§ Assignment
Each line below containing the word "paulpdaniels" needs to be shown.

===== Task material

PR #1362, opened 2022-05-19
Fix cache poisoning

paulpdaniels:
Fixes a potential security vulnerability in the ApolloPersistedQuery wrapper that allowed for cache poisoning.

### DIFF
--- a/core/src/main/scala/caliban/wrappers/ApolloPersistedQueries.scala
+++ b/core/src/main/scala/caliban/wrappers/ApolloPersistedQueries.scala
@@ -6,6 +6,9 @@ import caliban.wrappers.Wrapper.OverallWrapper
 import caliban.{ CalibanError, GraphQLRequest, GraphQLResponse, InputValue }
 import zio.{ Has, Layer, Ref, UIO, ZIO }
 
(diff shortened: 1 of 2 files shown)


frekw (approved):
LGTM!

core/src/main/scala/caliban/wrappers/ApolloPersistedQueries.scala
```diff
@@ -6,6 +6,9 @@ import caliban.wrappers.Wrapper.OverallWrapper
 import caliban.{ CalibanError, GraphQLRequest, GraphQLResponse, InputValue }
 import zio.{ Has, Layer, Ref, UIO, ZIO }
 
+import java.nio.charset.StandardCharsets
+import javax.xml.bind.DatatypeConverter
```
ghostdogpr, line 10: Hmm it doesn't find this in the CI, is that specific to some JVMs?

paulpdaniels: Fixed, I thought javax.xml would be safe but it wasn't too hard to write my own.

==========

§ Finished exercise
paulpdaniels:
paulpdaniels: Fixed, I thought javax.xml would be safe but it wasn't too hard to write my own.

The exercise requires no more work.